Psalm 95 is an encouraging picture of what life can look like when we put worshiping God together first.
Ever wonder how many of the 2.5 billion Christians (worldwide) fit attending a worship service into their schedule this last weekend? Probably not. Only us pastors think about such things, and pollsters. And God; God thinks about such things, even though he knows the answer.

Worship seems pretty important to God, especially people doing it together.

Just look at God’s check book and calendar, so to speak. God spent a lot of time and money on worship. God appointed an entire tribe, the Levites, whose only job was to make sure Israel worshiped. God commands Moses to fund and build an elaborate Tabernacle for people to worship in. Scripture mentions worship around 250 times. And, whether the word is used or not, worship is the main theme of the Psalms.

Ever wonder why?
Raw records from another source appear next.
PR #230, opened 2017-12-07
kill process group without calling getpgid

### LINKED ISSUE #229: If you SIGKILL the osqueryd process, the launcher doesn't come back up
... because the extension process is not cleaned up properly. 

Repro:

```
ps  xao pid,ppid,pgid,comm |grep kolide

13023     1 13023 /usr/local/kolide-corp/bin/launcher
33947 13023 33947 /usr/local/kolide-corp/bin/osqueryd
33956 33947 33947 /usr/local/kolide-corp/bin/osquery-extension.ext
```

kill the osqueryd process (33947). The launcher doesn't detect that osqueryd is gone and because the extension is still running, osqueryd fails to come back up.

groob:
If the original exec process is dead, then syscall.Getpgid fails and syscall.Kill is never called.
Updated the method to just call syscall.Kill directly.

Closes #229

### DIFF
--- a/osquery/runtime.go
+++ b/osquery/runtime.go
@@ -630,9 +630,6 @@ func (o *OsqueryInstance) Query(query string) ([]map[string]string, error) {
 
 // kill process group kills a process and all its children.
 func killProcessGroup(cmd *exec.Cmd) error {
-	pgid, err := syscall.Getpgid(cmd.Process.Pid)
-	if err == nil {
-		return syscall.Kill(-pgid, 15)
-	}
-	return errors.Wrap(err, "get PGID")
+	err := syscall.Kill(-cmd.Process.Pid, syscall.SIGKILL)
+	return errors.Wrapf(err, "kill process group %s", cmd.Process.Pid)
 }
--- a/osquery/runtime_test.go
+++ b/osquery/runtime_test.go
@@ -1,12 +1,18 @@
 package osquery
 
 import (
+	"bufio"
+	"bytes"
 	"context"
 	"errors"
+	"fmt"
+	"io"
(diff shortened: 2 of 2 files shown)


osquery/runtime.go
```diff
@@ -630,9 +630,6 @@ func (o *OsqueryInstance) Query(query string) ([]map[string]string, error) {
 
 // kill process group kills a process and all its children.
 func killProcessGroup(cmd *exec.Cmd) error {
-	pgid, err := syscall.Getpgid(cmd.Process.Pid)
-	if err == nil {
-		return syscall.Kill(-pgid, 15)
-	}
-	return errors.Wrap(err, "get PGID")
+	err := syscall.Kill(-cmd.Process.Pid, syscall.SIGKILL)
```
zwass: Do we know that the pgid is the same as the process pid?

groob: Yes, at least for posix this behavior is true when you apply 
https://github.com/kolide/launcher/blob/8a58d284a1f0152da0523374f53c8d7260323a96/osquery/runtime.go#L448-L449

groob: >  The setpgid() function shall either join an existing process group or create a new process group within the session of the calling process. The process group ID of a session leader shall not change. Upon successful completion, the process group ID of the process with a process ID that matches pid shall be set to pgid. As a special case, if pid is 0, the process ID of the calling process shall be used. Also, if pgid is 0, the process ID of the indicated process shall be used.

zwass: Okay cool thank you. There's already a lot of POSIX dependency in here.

Issue #241, opened 2018-01-24
Allow the client to publish the results of a server-dictated set of queries


marpaia:
## Overview

Let's say your organization instruments hosts with osquery and you would like to write a tool/app which operates on or displays information about the local host. It would be useful if the osquery gRPC server could provide a set of queries that were OK for the Launcher to execute and make the results available via some local interface.

#### Who can decide to execute a query?

Local apps may only consume query results. Which queries are executed, if any, can only be dictated by the osquery server.

#### Are the query results authenticated?

For the MVP implementation of this feature, no. Any local user on the system can see the results of the queries. Future iterations of this feature may allow the server to specify a per-query authentication mechanism.

PR #242, opened 2018-01-25
Client-side query result broadcast

marpaia:
This is a really naive implementation of #241. It has a lot of parts that are kind of rough, but it works end to end, so I wanted to put it up and gather feedback.


marpaia:
I don't really like this PR for the following reasons:

- I don't like adding a new method to `osquery.Extension` that isn't actually apart of the extension interface.
- I don't like having to share that method with the osquery runtime so that the runtime restarting can maintain an active instance
- I don't like using the functional option in the osquery runtime to enable query retrieval

For these reasons, I'm going to close this PR and think about how to do this more robustly.

PR #244, opened 2018-01-26
create macho table

groob:


marpaia:
This is cool. I wonder is there are more utilities in `"debug/macho"` that we can use to add more things to this table while we're doing this.

groob:
yeah it would definitely be nice to expose more data. I'll see what other columns are useful. 

It would also be interesting to call this `debug_info` and have a linux version with elf.

PR #249, opened 2018-02-02
Adding restart to launcher systemd unit file

synapsis2112:
Built new package and verified systemd unit file text was accurate. This will allow the launcher to overcome an intermittent issue noticed with systemd-resolved when first starting and throwing a "connection refused" error upon trying to resolve a domain by simply retrying after a few seconds.


synapsis2112:
Changed from `systemctl start` to `systemctl restart` in the installer script so we can pick up any process configuration changes in addition to the unit file changes which get loaded with `systemctl daemon-reload`

PR #250, opened 2018-02-07
add gcp pkgbuild

groob:
Not intending to merge but putting it up for discussion. 

The idea behind this is that the cloudbuild steps below can be used to build the binary then tar it to a storage bucket. 

Once that is done, a second build job can be triggered to create mac or linux packages based on the binary. See https://github.com/kolide/gcp-pkgbuild for the mac package part. 

```
steps:
    - name: 'gcr.io/cloud-builders/go'
      entrypoint: 'sh'
      args: ['-c', '/workspace/build.sh']
      env: ['PROJECT_ROOT=github.com/kolide/launcher']

    - name: 'gcr.io/cloud-builders/gsutil'
      entrypoint: 'bash'
      args:
      - '-c'
      - '/workspace/tarbin.sh'

     # a third step here could kick off the package build
     # or the pkgbuild steps could be copy pasted into here
     # or something could watch the bucket.  
```

### DIFF
--- a/build.sh
+++ b/build.sh
@@ -1,0 +1,6 @@
+#!/bin/sh
+
+. /builder/prepare_workspace.inc
+prepare_workspace || exit
+make deps
+make xp
--- a/simulator/testdata/bad_symlink/symlink.yaml
+++ b/simulator/testdata/bad_symlink/symlink.yaml
@@ -1,1 +1,0 @@
-foo/bar/bing/bang/boom
--- a/tarbin.sh
+++ b/tarbin.sh
@@ -1,0 +1,6 @@
+#!/bin/sh
+
+version="$(git rev-parse --short HEAD)"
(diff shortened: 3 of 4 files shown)


simulator/testdata/bad_symlink/symlink.yaml
```diff
@@ -1 +0,0 @@
-foo/bar/bing/bang/boom
```
groob: had to remove this, it _really_ didn't like symlinks like this for the upload. Would have to work around.

tarbin.sh
```diff
@@ -0,0 +1,6 @@
+#!/bin/sh
```
marpaia: can you move this to a `make` command

build.sh
```diff
@@ -0,0 +1,6 @@
+#!/bin/sh
```
marpaia: can you move this to a `make` command

PR #255, opened 2018-02-09
Add cert pinning support to package tooling

zwass:


zwass:
I tested this successfully on macOS, Ubuntu16 and Centos7.

Issue #231, opened 2017-12-08
Allow providing a custom TLS CA to the package builder


stouset:
For our infrastructure, we use a custom CA that's not necessarily installed into the default system trust store location for the underlying OS. Most applications that deal with TLS allow providing a path to trusted CA.

`osqueryd` allows this through the `--tls_server_certs` flag. Would it be possible to add support for this flag in the package builder so it can be provided to the underlying osqueryd binary?

monkykap:
@stouset I don't think there is support in grpc implementation to handle a specified cert path at the moment. There is a section in the packaging.go file with postinstall script to handle systemctl/service. I think this is a good place to grab your bundle and move it into the appropriate default directory as trusted CA. `postInstallLauncherContents := `#/bin/bash
sudo service launcher restart`.

zwass:
This is possible through our custom TLS dialer (https://github.com/kolide/launcher/blob/master/cmd/launcher/launcher.go#L466)... We can pass root CAs through the `tls.Config` (https://golang.org/src/crypto/tls/common.go?#L414). I'm going to implement this.

PR #257, opened 2018-02-21
Add support for specifying root CAs

zwass:
First step on the path to #231.


zwass:
I manually tested that the launcher will connect when the appropriate root cert is provided, and will not connect when it does not have the appropriate root.

PR #261, opened 2018-02-22
expose tables through a standard osquery extension

groob:
Replace development extension with `launcher.ext` which does the same thing but implies others can use it outside of local development purposes.


groob:
Docks and maybe a blog post would be great. I'll merge this and then find the time to work on usage :)

PR #263, opened 2018-02-22
Add packaging support for specifying root CAs

### LINKED ISSUE #231: Allow providing a custom TLS CA to the package builder

zwass:
Closes #231.

### DIFF
--- a/tools/packaging/packaging.go
+++ b/tools/packaging/packaging.go
@@ -31,13 +31,13 @@ type PackagePaths struct {
 
 // CreatePackages will create a launcher macOS package. The output paths of the
 // packages are returned and an error if the operation was not successful.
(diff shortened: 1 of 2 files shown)


tools/packaging/packaging.go
```diff
@@ -141,6 +141,15 @@ func CreateLinuxPackages(osqueryVersion, hostname, secret string, insecure, inse
 		}
 	}
 
+	rootPEMPath := ""
```
groob: nit: I would prefer to use the zero value then initializing an empty string like this in Go code.

zwass:
CI passed but I cancelled it while it waited for SSH so it would not use up resources.

I manually tested this by creating packages with and without the appropriate roots in the PEM.

PR #283, opened 2018-04-16
Updating circle ci to use go 1.10.1 during tests

wstewartii:


tools/builders/launcher-builder/1.10.1/cloudbuild.yml
```diff
@@ -0,0 +1,29 @@
+steps:
+- name: 'gcr.io/cloud-builders/git'
```
groob: I don't think we need the clone steps here. It's just a Dockerfile that is being submitted. Let's have the makefile use `gcloud container builds submit --config cloudbuild.yaml .`.

wstewartii: container can't see the Dockerfile without cloning the repo.

groob: Why not? it should get uploaded when you submit.

wstewartii: actually looks like I may be able to pass "." to get it to work.

PR #287, opened 2018-04-25
Expand osquery types

marpaia:
This PR expands the types in `osquery/osquery.go`.

### DIFF
--- a/osquery/osquery.go
+++ b/osquery/osquery.go
@@ -19,6 +19,9 @@ type QueryContent struct {
 // Queries is a helper which represents the format of a set of queries in a pack
 type Queries map[string]QueryContent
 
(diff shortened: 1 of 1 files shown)


osquery/osquery.go
```diff
@@ -51,14 +54,24 @@ type OsqueryConfig struct {
 type OsqueryResultLog struct {
 	Name           string `json:"name"`
 	HostIdentifier string `json:"hostIdentifier"`
-	UnixTime       string `json:"unixTime"`
+	UnixTime       int    `json:"unixTime"`
```
marpaia: This is an osquery 3.0 change I believe. Epoch and Counter would also have been a 3.0 change, but this struct didn't have them before. IMO we should just make these ints.

PR #437, opened 2019-02-28
Work around json being unable to unmarshal errors

directionless:
We cannot directly unmarshal errors. But, we seem to get them sent over. So, bounce through an intermediary struct and create the error.

This feels very roundabout.

### DIFF
--- a/pkg/service/request_enrollment.go
+++ b/pkg/service/request_enrollment.go
@@ -37,7 +37,8 @@ type EnrollmentDetails struct {
 type enrollmentResponse struct {
 	NodeKey     string `json:"node_key"`
 	NodeInvalid bool   `json:"node_invalid"`
-	Err         error  `json:"error_code"`
+	ErrorCode   string `json:"error_code"`
+	Err         error
 }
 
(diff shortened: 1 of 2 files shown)


pkg/service/request_enrollment.go
```diff
@@ -70,12 +70,25 @@ func decodeJSONRPCEnrollmentResponse(_ context.Context, res jsonrpc.Response) (i
...
 	}
-	var result enrollmentResponse
-	err := json.Unmarshal(res.Result, &result)
+
+	// Can't unmarshal errors, as they're interfaces. So we unmarshal to
+	// an intermediary first.
+	var tmpResult = struct {
+		NodeKey     string `json:"node_key"`
+		NodeInvalid bool   `json:"node_invalid"`
+		Err         string `json:"error_code"`
```
blaedj: we could also just update the `enrollmentResponse` type to have a field `ErrorCode`, and a method 
```go
func (e enrollmentResponse) Error() error {
  if e.ErrorCode != nil {
    return errors.New(errorCode)
  }
return nil
}
```
OTOH, that's likely to require more work to ensure we don't break existing things..

directionless: Yeah. I wasn't sure what all that might break.

PR #438, opened 2019-03-02
Add go-based platform info to the initial enrollment (and fix bugs)

directionless:
A motley assortment of small fixes as I get this enrolling:
* Plumb build tags through make.go, to allow for fake data. Fix the version string appending.
* Add some go based platform indicators to kolide_launcher_info, as well as to the initial enrollment.
* Move kolide_launcher_info to being in both launcher, and tables.ext
* Fix error handling on the call to `getEnrollDetails`
* Attempt to fix suspected flakey test after https://github.com/kolide/launcher/pull/342

### DIFF
--- a/cmd/osquery-extension/osquery-extension.go
+++ b/cmd/osquery-extension/osquery-extension.go
@@ -6,14 +6,24 @@ import (
 	"os"
 	"os/signal"
 	"time"
+
+	"github.com/kolide/kit/version"
 )
 
 func main() {
-	flag.String("socket", "", "")
-	flag.Int("timeout", 0, "")
-	flag.Int("interval", 0, "")
-	flag.Bool("verbose", false, "")
+	var (
+		_         = flag.Bool("verbose", false, "")
+		_         = flag.Int("interval", 0, "")
+		_         = flag.Int("timeout", 0, "")
+		_         = flag.String("socket", "", "")
+		flVersion = flag.Bool("version", false, "Print  version and exit")
+	)
 	flag.Parse()
+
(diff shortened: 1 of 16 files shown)


cmd/osquery-extension/osquery-extension.go
```diff
@@ -6,15 +6,25 @@ import (
...
+	"github.com/kolide/kit/version"
 )
 
 func main() {
-	flag.String("socket", "", "")
-	flag.Int("timeout", 0, "")
-	flag.Int("interval", 0, "")
-	flag.Bool("verbose", false, "")
+	var (
+		_         = flag.Bool("verbose", false, "")
```
blaedj: are these flags just defined to preserve compatibility with osquery's flag set? 

Mostly I'm trying to figure out why we define them if we don't use them.

pkg/osquery/extension.go
```diff
@@ -788,6 +791,7 @@ func (e *Extension) writeResultsWithReenroll(ctx context.Context, results []dist
 }
 
 func getEnrollDetails(client Querier) (service.EnrollmentDetails, error) {
+	fmt.Println("seph 1")
```
blaedj: remove the `seph` `println`s in this file? I see 3 of them

directionless: oops, I missed pushing up a commit. Yeah

cmd/osquery-extension/osquery-extension.go
directionless: Dunno. I assume so.

PR #444, opened 2019-03-12
Windows Update Support

directionless:
Windows update support. Though not a big change, it is a bit subtle. 

In short, the old autoupdate functionality is based on replacing the launcher binary, and then exec'ing the new one. Unfortunately, this does not work on windows. Both the replace and the exec fail for different reasons. So instead, we do two moves, and then exit letting the service manager restart. 

There's a bunch more detail in the [ADR](https://github.com/directionless/launcher/blob/seph/windows-update/docs/architecture/2019-03-11_autoupdate.md)


cmd/launcher/updater-finalizer.go
```diff
@@ -0,0 +1,34 @@
...
+
+	"github.com/go-kit/kit/log"
+	"github.com/go-kit/kit/log/level"
+	"github.com/pkg/errors"
+)
+
+// launcherFinalizer finalizes a launcher update. It assume the new
+// binary has been copied into place, and calls exec, so we start a
+// new running launcher in our place.
+func launcherFinalizer(logger log.Logger, shutdownOsquery func() error) func() error {
```
blaedj: `updateFinalizer` or `launcherUpdateFinalizer` would be a better name for this perhaps.

docs/architecture/2019-03-11_autoupdate.md
```diff
@@ -0,0 +1,76 @@
...
+The update process on Windows is based on the service manager
+restarting the service. We don't believe there's a downside here, but
+it does increase restart counts. Due to implementation limitations of
+WiX, the shortest recovery period is 1 day.
+
+Due to the nature of this update process, updates that depend on
+command line flag changes, require a re-installation of Launcher. They
+are handled outside this update process.
+
+This process can result in running binaries that are no longer on disk.
```
blaedj: can you expand on this? afaict this would only happen if the error that we raise to kill the service weren't properly handled, or is it because we _move_ the existing binary to a new place in order to move the new binary into the expected launcher location?

pkg/autoupdate/autoupdate.go
```diff
@@ -103,14 +103,16 @@ func NewUpdater(binaryPath, rootDirectory string, logger log.Logger, opts ...Upd
...
 func (u *Updater) createLocalTufRepo() error {
 	if err := os.MkdirAll(u.settings.LocalRepoPath, 0755); err != nil {
 		return err
 	}
 	localRepo := filepath.Base(u.settings.LocalRepoPath)
 	assetPath := path.Join("pkg", "autoupdate", "assets", localRepo)
-	if err := createTUFRepoDirectory(u.settings.LocalRepoPath, assetPath, AssetDir); err != nil {
+
+	if err := u.createTUFRepoDirectory(u.settings.LocalRepoPath, assetPath, AssetDir); err != nil {
 		return err
```
blaedj: wrap this error?

pkg/autoupdate/autoupdate.go
```diff
@@ -138,7 +140,7 @@ func createTUFRepoDirectory(localPath string, currentAssetPath string, assetDir
 			// files not yet yet there -- Generating an invalid state. Note:
 			// this does not check the validity of the files, they might be
 			// corrupt.
-			if _, err := os.Stat(fullAssetPath); !os.IsNotExist(err) {
```
blaedj: was this the bug that you mentioned related to tuf not replacing directories?

pkg/autoupdate/autoupdate_test.go
```diff
@@ -18,7 +18,8 @@ func TestCreateTUFRepoDirectory(t *testing.T) {
 	localTUFRepoPath, err := ioutil.TempDir("", "")
 	require.NoError(t, err)
 
-	require.Nil(t, createTUFRepoDirectory(localTUFRepoPath, "pkg/autoupdate/assets", AssetDir))
+	u := &Updater{}
+	require.Nil(t, u.createTUFRepoDirectory(localTUFRepoPath, "pkg/autoupdate/assets", AssetDir))
```
blaedj: nit: `require.NoError(...)` is slightly more expressive here, but this is fine.

directionless: Not my code. But that's reasonable, I fixed it

pkg/autoupdate/autoupdate.go
directionless: Yes. It should have been `fullLocalPath` Might have only been broken if you were in the root of a launcher checkout. Not sure

cmd/launcher/updater-finalizer.go
directionless: reasonable

docs/architecture/2019-03-11_autoupdate.md
directionless: Heh. Neither. this happens on the unix side, when we move the new binary over the old one. I'll update this

PR #452, opened 2019-03-22
Add slack config table

JonathanNogueira:
This Commit: 
- added a new table kolide_slack_config

The new table requires a team_id constraint to be part of the query
```
select * from kolide_slack_config where team_id='T08V7PM9C';
+-----------+-----------+----------------------------+-----------+-------------+-----------+
| team_id   | team_name | team_url                   | logged_in | user_handle | user_id   |
+-----------+-----------+----------------------------+-----------+-------------+-----------+
| T08V7PM9C | osquery   | https://osquery.slack.com/ | 1         | jonathan    | 000000000 |
+-----------+-----------+----------------------------+-----------+-------------+-----------+
```

### DIFF
--- a/pkg/osquery/table/slack_config.go
+++ b/pkg/osquery/table/slack_config.go
@@ -17,7 +17,7 @@ import (
 
 var slackConfigDirs = map[string][]string{
 	"windows": []string{"AppData/Roaming/Slack/storage"},
-	"darwin":  []string{"/Library/Application Support/Slack/storage"},
+	"darwin":  []string{"Library/Application Support/Slack/storage"},
 }
 var slackConfigDirDefault = []string{".config/Slack/storage/"}
 
--- a/pkg/osquery/table/slack_config.go
+++ b/pkg/osquery/table/slack_config.go
@@ -26,7 +26,7 @@ func SlackConfig(client *osquery.ExtensionManagerClient, logger log.Logger) *tab
 		table.TextColumn("team_id"),
 		table.TextColumn("team_name"),
 		table.TextColumn("team_url"),
-		table.TextColumn("logged_in"),
+		table.IntegerColumn("logged_in"),
 		table.TextColumn("user_handle"),
 		table.TextColumn("user_id"),
 	}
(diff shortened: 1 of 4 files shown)


pkg/osquery/table/slack_config.go
```diff
@@ -0,0 +1,114 @@
...
+			continue
+		}
+		for _, file := range files {
+			res, err := t.generateForPath(ctx, file)
+			if err != nil {
+				level.Info(t.logger).Log(
+					"msg", "Generating slack team result",
+					"path", file.path,
+					"err", err,
+				)
```
groob: should continue, otherwise you'll append a nil result

pkg/osquery/table/slack_config.go
```diff
@@ -0,0 +1,122 @@
...
+	"github.com/go-kit/kit/log"
+	"github.com/go-kit/kit/log/level"
+	osquery "github.com/kolide/osquery-go"
+	"github.com/kolide/osquery-go/plugin/table"
+	"github.com/pkg/errors"
+)
+
+var slackConfigDirs = map[string][]string{
+	"windows": []string{"AppData/Roaming/Slack/storage"},
+	"darwin":  []string{"/Library/Application Support/Slack/storage"},
```
directionless:
```suggestion
	"darwin":  []string{"Library/Application Support/Slack/storage"},
```
Why the leading slash

pkg/osquery/table/slack_config.go
```diff
@@ -0,0 +1,123 @@
...
+func (t *SlackConfigTable) generate(ctx context.Context, queryContext table.QueryContext) ([]map[string]string, error) {
+	var results []map[string]string
+	// Prevent this table from being used to easily enumerate a user's slack teams
+	q, ok := queryContext.Constraints["team_id"]
+	if ok && len(q.Constraints) == 0 {
+	return results, errors.New("The kolide_slack_config table requires that you specify a constraint WHERE team_id =")
+	}
+	if ok { // If we have a constraint on team_id limit it to the = operator
+			for _, constraint := range q.Constraints {
+				if constraint.Operator != table.OperatorEquals {
```
directionless: I feel weird about this. I think we should be enforcing this constraint in how we generate the table. Eg, just take what they're asking for, and pull the data. If they want to get info for `%`, then they get data for that as a literal.

pkg/osquery/table/slack_config.go
```diff
@@ -0,0 +1,123 @@
...
+	"github.com/go-kit/kit/log"
+	"github.com/go-kit/kit/log/level"
+	osquery "github.com/kolide/osquery-go"
+	"github.com/kolide/osquery-go/plugin/table"
+	"github.com/pkg/errors"
+)
+
+var slackConfigDirs = map[string][]string{
+	"windows": []string{"AppData/Roaming/Slack/storage"},
+	"darwin":  []string{"Library/Application Support/Slack/storage"},
```
directionless: app store distributions are `Library/Containers/com.tinyspeck.slackmacgap/Data/Library/Application Support/Slack/storage/slack-teams`

pkg/osquery/table/slack_config.go
```diff
@@ -0,0 +1,123 @@
...
+					return results, errors.New("The kolide_slack_config table only accepts = constraints on the team_id column")
+				}
+			}
+	}
+	osProfileDirs, ok := slackConfigDirs[runtime.GOOS]
+	if !ok {
+		osProfileDirs = slackConfigDirDefault
+	}
+	for _, profileDir := range osProfileDirs {
+		files, err := findFileInUserDirs(filepath.Join(profileDir, "slack-teams"), t.logger)
```
directionless: Seems weird to have this `filepath.Join` here, and not just sticking `slack-teams` in the strings above. But 🤷‍♂️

After all it’s a pretty strange thing to do.

Psalm 95 gives us some answers.

Worship focuses our relationship with God and others who love God. “Come let us sing for joy to the Lord. . . Let us come before him. . . the Rock of our salvation.”

Worship fixes our priorities. “For the Lord is our great God, the great King above all gods.”

Worship gives us a real picture of who we are and who God is. “Come, let us bow down in worship, let us kneel before the Lord our Maker.”

Worship communicates we matter to God. “And we are the people of his pasture, the flock under his care.”

Worship draws us into God’s presence in a way other activities cannot. Those who don’t worship and listen to God’s voice will “never enter [his] rest.”

Unfortunately even when I go to worship, I don’t always connect with God. For me that is because, on that day, it is a duty, or a nuisance, or God doesn’t seem to meet “my needs.” On the days I do connect, however, it’s because I go to meet with God, to spend quality time with God and his people. And that is when my priorities realign. Psalm 95 communicates that worship is the open door to God’s dwelling place. Let us enter in.